*WHAT IS REQUIRED*. Find every line of the records that has "fetching" and return it.

*Stored data*.
PR #353, opened 2024-01-27
Use latest centos boxes instead of specific dates

ekohl:
The centos/stream8 and centos/stream9 images are still not correct on Vagrant cloud, so it needs to be provided via a box_url. The centos/stream9 box URL is now a 404 so this changes it to latest.

PR #374, opened 2024-06-18
Use latest CentOS boxes instead of specific dates

daberkow:
I added tests to #353 to see if that does what we need, not sure proper etiquette here, if we want me to PR into the other branch then merge that one?


daberkow:
@bastelfreak, this is another one that will help get selinux back on the main branches and happy!

bastelfreak (approved):

PR #412, opened 2025-05-30
Fix template for windows 2025

skyamgarp:


skyamgarp:
> `ent` was removed in https://github.com/voxpupuli/beaker-hostgenerator/pull/410/files, now you are adding it back. How can we verify what's actually correct?

https://github.com/voxpupuli/beaker-hostgenerator/pull/410#discussion_r2052636481
It's breaking because the template is not fixed. Hence adding it again.

joshcooper:
We don't want to add it back. We need to update the jobs where bhg is called with the old name.

PR #1483, opened 2023-10-19
STRIPES-854 ⚡⚡⚡ use all available CPUs in CI

zburke:
* Jest does not automatically detect the number of CPU cores available in CI and hence runs single threaded. Manually checking for multiple CPUs allows it to run multi-threaded, reducing test time from > 13m to ~9m. 
* Align `stripes` deps: you must choose between `~` and `^`; mixing them leads to inconsistencies and dupes. `~` locks to the Poppy versions, which is not desirable long-term since it will put this application out of sync with others in folio-snapshot that have already moved onto Quesnelia, but was the shortest path to passing tests right now.
* Suppress RTL error output related to misconfigured tests to make test output more manageable. We must file a separate Jira before accepting this.

Refs [STRIPES-854](https://issues.folio.org/browse/STRIPES-854)


mariia-aloshyna (approved):

mariia-aloshyna:
Thank you @zburke for figuring that out!

JohnC-80 (approved):

zburke:
@mariia-aloshyna, @JohnC-80 : I cannot get the axe tests to run reliably here. I thought maybe the problem was running in parallel, but I see failures in CI whether it runs them in serial or parallel. I also don't understand why the tests take longer in CI than when I run them locally. 

The only thing I can think of is to skip all the axe runs, but that feels awful. I am swamped under PR reviews and RTR work and don't really have time to investigate this further. If you don't want to pursue the CI changes, somebody at least needs to rescue the "use consistent stripes version constraints" work and apply it in another PR; that's the most important thing happening here because you'll get duplicate stripes-* things in your build without that fix.

mariia-aloshyna:
Hi @zburke I created [PR](https://github.com/folio-org/ui-data-import/pull/1484) to align versions, and it looks like the tests there passed successfully

zburke:
Closing in favor of #1484, which has the magic sauce to get tests to pass. 👏 👏 👏 

It seems that parallel execution and axe tests just don't get along well here.

PR #1494, opened 2023-11-02
UIDATIMP-1563 - remove failed jobs listing form composite job details. Include failed jobs in part calculation.

JohnC-80:
https://issues.folio.org/browse/UIDATIMP-1563

It was difficult to differentiate between "failed" jobs and jobs "completed with errors" from the level of Composite Jobs, so the overlap in numbers was confusing for users. We opted to just remove the failed jobs line from the card details altogether.

Also, the 'Job parts processed' field was not accounting for failed jobs in its 'processed' number, so now those number make better sense since both processed and 'error' status jobs are considered.

After:
image

### DIFF
--- a/CHANGELOG.md
+++ b/CHANGELOG.md
@@ -4,6 +4,7 @@
 
 ### Bugs fixed:
 * The '[number of records] - records found' subtitle is displayed after clicking on the textLink error counter (UIDATIMP-1549)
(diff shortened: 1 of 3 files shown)


ncovercash (approved):
LGTM! Thanks for your quick work on these

mariia-aloshyna (approved):

PR #1500, opened 2023-11-08
UIDATIMP-1566: Add maxUnpagedResourceCount limit from stripes & increase PER_REQUEST_LIMIT to 3000

OleksandrHladchenko1:
## Purpose

* The locations query contains a limit=1000 clause, causing some locations to be unassignable in tenants with more than 1000 entries.

## Approach

* Created `getWrapperSourceLink` function that accept `key` and tenant's limit and returns a path with tenant's limit or with `PER_REQUEST_LIMIT` value
* Increase `PER_REQUEST_LIMIT` variable from 1000 to 3000.
* Get `requestLimit` prop from `stripes.config.maxUnpagedResourceCount` in `MappingProfilesForm` component and pass it to the components which use `AcceptedValuesField` with `wrapperSourceLink` prop to get the data.
* Fixed tests in `getIdentifierTypes` method.

## Refs

[UIDATIMP-1566](https://issues.folio.org/browse/UIDATIMP-1566)


OleksandrHladchenko1:
@folio-org/fe-tl-reviewers please take a look.

mariia-aloshyna (approved):

BogdanDenis (approved):

PR #1541, opened 2024-01-30
UIDATIMP-1592: Fix a crash when viewing Authority DELETE job mapping profile view.

Dmytro-Melnyshyn:
## Purpose
Fix a crash when viewing Authority DELETE job mapping profile view.


zburke (approved):
LGTM

NB: commit subjects/PR descriptions should describe the solution (e.g. "handle empty marc mapping label") rather than the problem ("fix problem..."). With the latter, we end up with a commit log that just looks like 
* fix bug ...
* fix bug ...
* fix bug ...

Comments should describe the code, but the bug is no longer in the code once the PR is merged!

Dmytro-Melnyshyn:
> LGTM
> 
> NB: commit subjects/PR descriptions should describe the solution (e.g. "handle empty marc mapping label") rather than the problem ("fix problem..."). With the latter, we end up with a commit log that just looks like
> 
> * fix bug ...
> * fix bug ...
> * fix bug ...
> 
> Comments should describe the code, but the bug is no longer in the code once the PR is merged!

@zburke you are right, the solution is much better. I've changed.

BogdanDenis (approved):

PR #1554, opened 2024-03-13
UIDATIMP-1600: Use `incomingRecordId` to retrieve Incoming record logs

OleksandrHladchenko1:
## Purpose

* Currently, we use `sourceRecordId` to get logs for the incoming record tab, it is needed to use `incomingRecordId` instead.

## Approach

* Pass `inconingRecordId` as the url's parameter.
* 

## Refs

[UIDATIMP-1600](https://folio-org.atlassian.net/browse/UIDATIMP-1600)


OleksandrHladchenko1:
@folio-org/fe-tl-reviewers please review

mariia-aloshyna:
I don't think it's a good idea to put incomingRecordId to URL params, I would prefer to retrieve it from the response, but I see that the `metadata-provider/jobLogEntries/${logId}/records/${recordId}` endpoint doesn't return the `incomingRecordId` field. Let me discuss it with BE

Dmytro-Melnyshyn (approved):

mariia-aloshyna (approved):

PR #1555, opened 2024-03-22
Release v7.1.0

mariia-aloshyna:


zburke (commented):
Dropping support for an Okapi interface version, like dropping support for a peer dependency version, even if it is a minor, is a breaking change because you are saying, "This application has new requirements; it no longer functions in the environment where it used to run just fine."

PR #1560, opened 2024-04-05
UIDATIMP-1603: "addedRelations" is not clearing after unlinking the update profile

mariia-aloshyna:
## Purpose

If the user creates a job profile and links the action profile with the update action and after this unlinks it and tries to save the job - the error “ActionProfile with id [ID] and action UPDATE requires linked MatchProfile" will appear.

## Approach

- Check if "reactTo" is null or undefined before comparison.

## Refs

https://folio-org.atlassian.net/browse/UIDATIMP-1603

### DIFF
--- a/CHANGELOG.md
+++ b/CHANGELOG.md
@@ -1,5 +1,10 @@
 # Change history for ui-data-import
 
+## **7.1.1** (in progress)
+
+### Bugs fixed:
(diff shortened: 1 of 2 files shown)


OleksandrHladchenko1 (commented):
Fix eslint warnings please

OleksandrHladchenko1 (approved):

mariia-aloshyna:

vashjs (approved):

PR #1561, opened 2024-04-09
UIDATIMP-1605: Allow to search profiles using `*`

OleksandrHladchenko1:
## Purpose

* When user try to search profile using `*` (or just enter `*` and try to search) he gets the error
* There are templates in profiles' manifests (e.g. `name="%{query.query}*"`). It already has the necessary asterisk for BE. So we need to remove the other asterisks in order to avoid the error message.

## Approach

* Created function `validateSearchString` that removes `*`
* Added check in `SearchAndSort` component (when user search the profile)
* Added check in `getSearchQuery` function (when user search the profile while linking)

## Refs

[UIDATIMP-1605](https://folio-org.atlassian.net/browse/UIDATIMP-1605)

### Before
https://github.com/folio-org/ui-data-import/assets/85172747/a46f3eaf-5551-43a8-bcf1-3ba66b7d60c5

### After
https://github.com/folio-org/ui-data-import/assets/85172747/6513f49c-fb7d-4bf0-ab33-95701a4a257f


mariia-aloshyna (approved):

OleksandrHladchenko1:
@folio-org/fe-tl-reviewers could you please review this PR?

artem-blazhko (approved):

PR #1630, opened 2024-10-10
UIDATIMP-1666: Display correctly `Percentage` and `Currency` fields for orders and invoices

OleksandrHladchenko1:
## Purpose

* Sometimes we get percentage and currency types in format **percentage** or **Percentage**.

## Approach

* Added `.toLowerCase()` for amountType.
* Added unique id for **Donor information** accordion.

## Refs

[UIDATIMP-1666](https://folio-org.atlassian.net/browse/UIDATIMP-1666)


mariia-aloshyna (approved):

src/settings/MappingProfiles/detailsSections/utils.js
```diff
@@ -241,10 +241,10 @@ export const getAccountNumbersByCode = organization => {
   }), {});
 };
 
-export const PERCENTAGE_VALUE = 'Percentage';
+export const PERCENTAGE_VALUE = 'percentage';
 
 export const renderAmountValue = (amountValue, amountType, currency) => {
-  const amountSymbol = amountType === `"${PERCENTAGE_VALUE}"` ?
+  const amountSymbol = amountType?.toLowerCase() === `"${PERCENTAGE_VALUE}"` ?
```
zburke, line 247: `PERCENTAGE_VALUE` is already a string so string interpolation is unnecessary:
```
const amountSymbol = amountType?.toLowerCase() === PERCENTAGE_VALUE ?
```

Also, you don't need to change this now since you have working code, but it does a lot of reinventing the wheel: everything you're doing here and in `<CurrencySymbol>` is already handled by [react-intl's FormattedNumber](https://formatjs.io/docs/react-intl/components#formattednumber). Just use it.

zburke (approved):

src/settings/MappingProfiles/detailsSections/utils.js
mariia-aloshyna: @zburke that's data import mapping syntax specific, everything that is not a MARC field like '918$a' should be wrapped in the quotes

mariia-aloshyna: on UI it looks like it for example, otherwise, you will get an error, because it will check for a mapping syntax
Screenshot 2024-10-11 at 19 55 51

zburke: 🤯

PR #1631, opened 2024-10-14
UIDATIMP-1669: Bump stripes to v9.2.0 for Ramsons

OleksandrHladchenko1:
## Purpose
* Bump `stripes` to `v9.2.0` and [all stripes related modules](https://github.com/folio-org/stripes/releases/tag/v9.2.0) for Ramsons release.

## Links
[UIDATIMP-1669](https://folio-org.atlassian.net/browse/UIDATIMP-1669)


mariia-aloshyna (approved):

SergeYvas (approved):

OleksandrHladchenko1:
> Technically bumping a peer is always a breaking change since you are stating a new external requirement. If your tests will pass with stripes-* dev-deps pinned to their stripes v9.1 versions, i.e. this app does not require any of the new features added to stripes in v9.2, you can leave the peer-dep and this repo's major version as-is and this PR is unnecessary.
> 
> Alternatively, if you choose to keep the new 9.2.0 requirement in peer-deps, then you need to bump this repo's version from 7.1.8 to 8.0.0.

Hi @zburke  We decided to keep the new `9.2.0` version of `stripes` in `peerDependencies`. Therefore we bumped the major version of `ui-data-import`.

PR #1655, opened 2024-11-20
UIDATIMP-1634: Refactor away from default props for functional components

OleksandrHladchenko1:
## Purpose
* `defaultProps` will be removed from function components in place of ES6 default parameters. Class components will continue to support `defaultProps` since there is no ES6 alternative.

## Approach
* Removed `defaultProps` in `ViewJobProfileComponent` component

## Refs
[UIDATIMP-1634](https://folio-org.atlassian.net/browse/UIDATIMP-1634)

### DIFF
--- a/CHANGELOG.md
+++ b/CHANGELOG.md
@@ -1,6 +1,9 @@
 # Change history for ui-data-import
 
-## [8.0.2] (IN PROGRESS)
+## [8.1.0] (IN PROGRESS)
+
+### Features added:
+* `React v19`: refactor away from default props for functional components. (UIDATIMP-1634)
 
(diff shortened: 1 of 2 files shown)


CHANGELOG.md
```diff
@@ -1,6 +1,9 @@
 # Change history for ui-data-import
 
-## [8.0.2] (IN PROGRESS)
+## [8.1.0] (IN PROGRESS)
```
mariia-aloshyna, line 3: (UIDATIMP-1675) should be still under 8.0.2, it's gonna be released as ramsons bf

mariia-aloshyna (approved):

PR #1426, opened 2025-07-17
RUST-2161 Support auto encryption in unified tests

abr-egn:
RUST-2161


src/test/csfle.rs
```diff
@@ -310,3 +329,39 @@ async fn fle2v2_ok(name: &str) -> bool {
     }
     true
 }
+
+pub(crate) fn fill_kms_placeholders(
```
abr-egn, line 333: This makes more sense here than in test_runner.rs; the only logic change is the conditional for temp creds for AWS.

PR #1427, opened 2025-07-17
RUST-2074 Test that pool cleared error has "TransientTransactionError" label

isabelatkinson:
This uses the behavior introduced in RUST-1222 to trigger a pool cleared error.

### DIFF
--- a/src/cmap/test.rs
+++ b/src/cmap/test.rs
@@ -9,18 +9,20 @@ use tokio::sync::{Mutex, RwLock};
 use self::file::{Operation, TestFile, ThreadedOperation};
 
 use crate::{
+    bson::{doc, Document},
     cmap::{
         establish::{ConnectionEstablisher, EstablisherOptions},
         ConnectionPool,
         ConnectionPoolOptions,
     },
-    error::{Error, ErrorKind, Result},
+    error::{Error, ErrorKind, Result, TRANSIENT_TRANSACTION_ERROR},
     event::cmap::{
         CmapEvent,
         ConnectionCheckoutFailedReason,
         ConnectionClosedReason,
         ConnectionPoolOptions as EventOptions,
     },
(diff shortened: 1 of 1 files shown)


src/client/executor.rs
```diff
@@ -349,12 +349,19 @@ impl Client {
...
+                        Retryability::Read if err.is_pool_cleared() => true,
+                        _ => {
+                            retryability.can_retry_error(&err)
+                                && !session
+                                    .as_ref()
+                                    .is_some_and(|session| session.in_transaction())
+                        }
                     };
-                    if err.is_pool_cleared() || op_retry {
+                    if can_retry {
```
isabelatkinson, line 364: Incidentally found a bug here: we were unconditionally retrying pool cleared errors, but that doesn't align with the retryability specs. The only special behavior specified is that we can retry pool cleared errors in transactions for reads when retryReads is not false (see the [pseudocode](https://github.com/mongodb/specifications/blob/master/source/retryable-reads/retryable-reads.md#pseudocode)).

The rest of the changes in this file are just cleanup.

src/test/util/fail_point.rs
```diff
@@ -162,3 +172,27 @@ impl Drop for FailPointGuard {
         }
     }
 }
+
+#[tokio::test(flavor = "multi_thread")]
+async fn app_name_fail_point_is_disabled() {
```
isabelatkinson: I wrote this to make sure that the above changes actually disable the failpoint, will delete before merging because I don't think there's much value in continuing to run it.

isabelatkinson (commented):
I ran out of time trying to make this test not flaky, but I still think it's worth it to merge in the retryability fix. I'll put RUST-2074 back into the backlog and investigate next spec fest.

abr-egn (dismissed):

PR #1428, opened 2025-07-18
RUST-2247 Bundle extra arguments to auth mechanisms

abr-egn:
RUST-2247

This tidies things up a bit and means that any future data needed for auth mechanisms will be much simpler - they can be added to `AuthOptions` + the `From<ClientOptions>` impl, and `Handshaker`, `ConnectionEstablisher`, etc. won't need to be touched.


isabelatkinson (approved):
nice!

PR #1435, opened 2025-07-24
RUST-1529 Use AWS SDK to get credentials 

JamieTsai1024:
Replace existing implementation for getting AWS credentials by using the AWS SDK. 

Currently, we have [5 places where we search for AWS credentials](https://github.com/mongodb/specifications/blob/master/source/auth/auth.md#credential-fetching-order):
1. The MongoDB URI
2. Environment variables
3. ~~A custom AWS credential provider if the driver supports it~~
4. STS AssumeRole or AssumeRoleWithWebIdentity
5. The ECS or EC2 endpoint

### Testing 
For the sake of testing, the existing implementation was replaced instead of being hidden behind a feature flag. 
- Methods 1-4 were tested locally. Clone https://github.com/isabelatkinson/drivers-evergreen-tools/tree/local-aws and run the following commands:
```
./.evergreen/run-aws-auth.sh

cd .evergreen/auth_aws
# run this script to reconfigure the type of AWS authentication to use
# copy the block of unset and export commands output by the script and run them in the terminal window you're using to run the driver tests
./aws_setup.sh (regular | env-creds | assume-role | session-creds | web-identity)

cd ~/mongo-rust-driver 
# Run the unset and set export commands printed by `./aws_setup.sh` for environment variables 
cargo nextest run auth_aws --features aws-auth
```

### Work to be done for [RUST-1529](https://jira.mongodb.org/browse/RUST-1529)
- Generate signature using AWS SDK (`compute_authorization_header(...)`)
- Determine feature flags required
  - May restore deleted implementation from this PR, depending on whether we want to keep the AWS SDK as an optional dependency or replace the original non-SDK implementation entirely


Cargo.toml
```diff
@@ -121,6 +121,18 @@ webpki-roots = "0.26"
 zstd = { version = "0.11.2", optional = true }
 macro_magic = "0.5.1"
 rustversion = "1.0.20"
+aws-credential-types = "1.2.4"
+aws-types = "1.3.7"
```
isabelatkinson: These dependencies are only used for AWS authentication, so they can be put behind the `aws-auth` feature flag as well

src/client/auth/aws.rs
```diff
@@ -1,11 +1,23 @@
-use std::{fs::File, io::Read, time::Duration};
+#[cfg(feature = "aws-auth")]
+use aws_config::BehaviorVersion;
+
+#[cfg(feature = "aws-auth")]
+use aws_credential_types::provider::ProvideCredentials;
+
+#[allow(unused_imports)]
+#[cfg(feature = "aws-auth")]
+use aws_types::sdk_config::SharedCredentialsProvider;
```
isabelatkinson: does this need to be imported?

src/client/auth/aws.rs
```diff
@@ -90,24 +103,60 @@ async fn authenticate_stream_inner(
...
+                .and_then(|mp| mp.get_str("AWS_SESSION_TOKEN").ok())
+                .map(str::to_owned),
+            None,
+        )
+    } else {
+        // If credentials are not provided in the URI, use the AWS SDK to load
+        let creds = aws_config::load_defaults(BehaviorVersion::latest())
+            .await
+            .credentials_provider()
+            .expect("no credential provider configured")
```
isabelatkinson: `expect` is similar to `unwrap` in that it will panic if the optional value it's called on is `None`. I suggest using a method like [`ok_or_else`](https://doc.rust-lang.org/std/option/enum.Option.html#method.ok_or_else) to return an error in the `None` case instead

src/client/auth/aws.rs
```diff
@@ -90,24 +103,60 @@ async fn authenticate_stream_inner(
     let server_first = ServerFirst::parse(server_first_response.auth_response_body(MECH_NAME)?)?;
     server_first.validate(&nonce)?;
 
-    let aws_credential = {
-        // Limit scope of this variable to avoid holding onto the lock for the duration of
-        // authenticate_stream.
-        let cached_credential = CACHED_CREDENTIAL.lock().await;
```
isabelatkinson, line 94: Does the SDK handle credential caching? We should make sure the new implementation still caches credentials as outlined in the [spec](https://github.com/mongodb/specifications/blob/master/source/auth/auth.md#caching-credentials)

src/client/auth/aws.rs
```diff
@@ -246,6 +297,20 @@ impl AwsCredential {
         }
     }
 
+    fn from_sdk_creds(
```
isabelatkinson: Would it be feasible to replace `AwsCredential` in the code with `aws_credential_types::Credentials` (i.e. the type returned from `provide_credentials`)? That could remove some of the type translation we're doing here; it looks like they have very similar fields.

isabelatkinson (commented):
I forgot to mention this regarding the testing commit I provided, but we should leave line 226 (`patchable: false`) in [config.yml](https://github.com/mongodb/mongo-rust-driver/blob/b4308cf34843dae9b4098f6f6bf9b063e273718c/.evergreen/config.yml#L226) commented out while this PR is being worked on. `patchable: false` disables tests from running on every commit to a pull request branch - normally, we don't need to run the AWS authentication tests that frequently, but since we're making AWS-related changes we should be running the tests on this PR.

src/client/auth/aws.rs
JamieTsai1024: I think it makes sense to keep `AwsCredential` for now since we’re still using `compute_authorization_header(...)`, which relies on it. Once that method is removed in the next PR, I can look into fully switching over to `aws_credential_types::Credentials`.

To make the transition easier later, I’ll update this PR to type `creds` as `aws_credential_types::Credentials` and then map it into `AwsCredential` before using `compute_authorization_header(...)`. That should make it easier to remove `from_sdk_creds(...)` and `AwsCredential` in the follow-up.

Also, I missed that another file uses `AwsCredential::get`, so I’ve moved the credential-fetching logic into a public method to support that use case!

src/client/auth/aws.rs
JamieTsai1024: Following up on this — as we discussed, the SDK does implement credential caching. I’ve linked the relevant documentation [here](https://docs.aws.amazon.com/sdk-for-rust/latest/dg/credproviders.html#credproviders-identity-caching) in case it's helpful for future reference!

src/action/csfle/create_data_key.rs
```diff
@@ -13,6 +13,7 @@ impl ClientEncryption {
     #[deeplink]
     #[options_doc(create_data_keys)]
     pub fn create_data_key(&self, master_key: impl Into<MasterKey>) -> CreateDataKey {
+        dbg!("create_data_key inside src/action/csfle/create_data_key.rs");
```
isabelatkinson:
```suggestion

```

src/test/csfle/on_demand_aws.rs
isabelatkinson, line 1: suggest removing the debug statements in this file

src/test/auth/aws.rs
```diff
@@ -1,125 +1,130 @@
...
+    // client::auth::aws::test_utils::*,
+    // test::DEFAULT_URI,
     Client,
 };
 
 #[tokio::test]
 async fn auth_aws() {
     let client = Client::for_test().await;
     let coll = client.database("aws").collection::<Document>("somecoll");
+    let _ = tracing_subscriber::fmt::try_init();
```
isabelatkinson:
```suggestion

```

src/test/auth/aws.rs
```diff
@@ -1,125 +1,130 @@
...
+//     }
+//     assert!(cached_credential().await.is_none());
+
+//     coll.find_one(doc! {}).await.unwrap();
+//     assert!(cached_credential().await.is_some());
+// }
+
+// todo: tests for aws sdk caching
+// TODO: find documentation for rust aws sdk credential caching
+// can delete caching logic if the aws sdk handles it properly for our needs
```
isabelatkinson:
```suggestion

```

src/test/auth/aws.rs
```diff
@@ -1,125 +1,130 @@
...
-    remove_var("AWS_ACCESS_KEY_ID");
-    remove_var("AWS_SECRET_ACCESS_KEY");
-    remove_var("AWS_SESSION_TOKEN");
-}
+// async fn get_client() -> Client {
+//     Client::with_uri_str(DEFAULT_URI.clone()).await.unwrap()
+// }
+
+// #[tokio::test]
+// async fn credential_caching() {
```
isabelatkinson: Rather than commenting out these tests, we can add the [`#[ignore]`](https://doc.rust-lang.org/reference/attributes/testing.html#the-ignore-attribute) annotation to skip running them for now with a comment indicating that they'll be addressed in a future PR for RUST-1529

src/test/csfle/on_demand_aws.rs
isabelatkinson, line 1: suggest removing the debug statements in this file

Cargo.toml
```diff
@@ -122,6 +122,27 @@ zstd = { version = "0.11.2", optional = true }
...
+[dependencies.aws-config]
+version = "1"
+optional = true
+default-features = false
+features = ["default-https-client", "rt-tokio"]
+
+[dependencies.aws-sdk-sts]
+version = "=1.73"
+optional = true
+default-features = false
```
isabelatkinson: I thought of a slightly nicer workaround for this issue: rather than include this dependency directly in our `Cargo.toml` file, we can add the dependency before generating the lockfile for the MSRV check. This would entail adding the following before [this line](https://github.com/mongodb/mongo-rust-driver/blob/be56c790e24b1031f3f4547e86dc188425fb96d4/.evergreen/compile-only.sh#L12) in `compile-only.sh`:

```
# The MSRV resolver does not properly select an MSRV-compliant version
# for this transient dependency.
cargo add aws-sdk-sts@1.73
```

This will add the pinned dependency for `aws-sdk-sts` _only_ for the MSRV check, so users will be unaffected.

src/action/csfle/create_data_key.rs
isabelatkinson:
```suggestion

```

src/client/auth/aws.rs
```diff
@@ -171,168 +226,183 @@ pub(crate) struct AwsCredential {
...
-        if let (Some(access_key), Some(secret_key)) = (access_key, secret_key) {
-            return Ok(Self {
-                access_key_id: access_key,
-                secret_access_key: secret_key,
-                session_token,
-                expiration: None,
-            });
+    // /// Derives the credentials for an authentication attempt given the set of credentials the
+    // user /// passed in.
+    // pub(crate) async fn get(credential: &Credential, http_client: &HttpClient) -> Result<Self> {
```
isabelatkinson: Rather than comment out all of these methods, I suggest just adding the `#[allow(dead_code)]` annotation with a note that they'll be addressed when we decide on the feature flag situation - that should make this diff a bit more readable

src/client/auth/aws.rs
```diff
@@ -153,7 +174,41 @@ async fn authenticate_stream_inner(
     Ok(())
 }
 
+// Find credentials using MongoDB URI or AWS SDK
+pub async fn get_aws_credentials(credential: &Credential) -> Result<Credentials> {
```
isabelatkinson:
```suggestion
pub(crate) async fn get_aws_credentials(credential: &Credential) -> Result<Credentials> {
```

We generally only mark items `pub` when we intend for them to be part of the public API. `pub(crate)` will allow for internal usage in other parts of the driver.

isabelatkinson (commented):
sorry if some of my comments are duplicated! the github UI was being weird

Cargo.toml
JamieTsai1024: Thanks Isabel! This seems nicer :)

isabelatkinson (approved):
LGTM! tagging Abraham for review, and then once he approves you can remove the `patchable: false` change in `.evergreen/config.yml`

Cargo.toml
```diff
@@ -41,7 +41,7 @@ dns-resolver = ["dep:hickory-resolver", "dep:hickory-proto"]
 cert-key-password = ["dep:pem", "dep:pkcs8"]
 
 # Enable support for MONGODB-AWS authentication.
-aws-auth = ["dep:reqwest"]
+aws-auth = ["dep:reqwest", "aws-config", "aws-types", "aws-credential-types"]
```
abr-egn: These should use the `"dep:"` syntax - that avoids implicitly creating features for these optional dependencies since we don't want them to be able to be individually enabled (https://doc.rust-lang.org/cargo/reference/features.html#optional-dependencies).

src/client/auth/aws.rs
```diff
@@ -246,6 +300,21 @@ impl AwsCredential {
         }
     }
 
+    // Creates AwsCredential from keys.
+    fn from_sdk_creds(
```
abr-egn: Maybe have this take a `Credentials` instead?

JamieTsai1024: Will do! Just as a heads-up, the code for `from_sdk_creds` will be removed in my next PR when I switch to the AWS SDK for SigV4 signing, so I didn’t prioritize cleaning it up too much. That said, your suggestion is definitely cleaner! :)

isabelatkinson (approved):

*FINAL ANSWER*.
Currently, we have [5 places where we search for AWS credentials](https://github.com/mongodb/specifications/blob/master/source/auth/auth.md#credential-fetching-order):
Also, I missed that another file uses `AwsCredential::get`, so I’ve moved the credential-fetching logic into a public method to support that use case!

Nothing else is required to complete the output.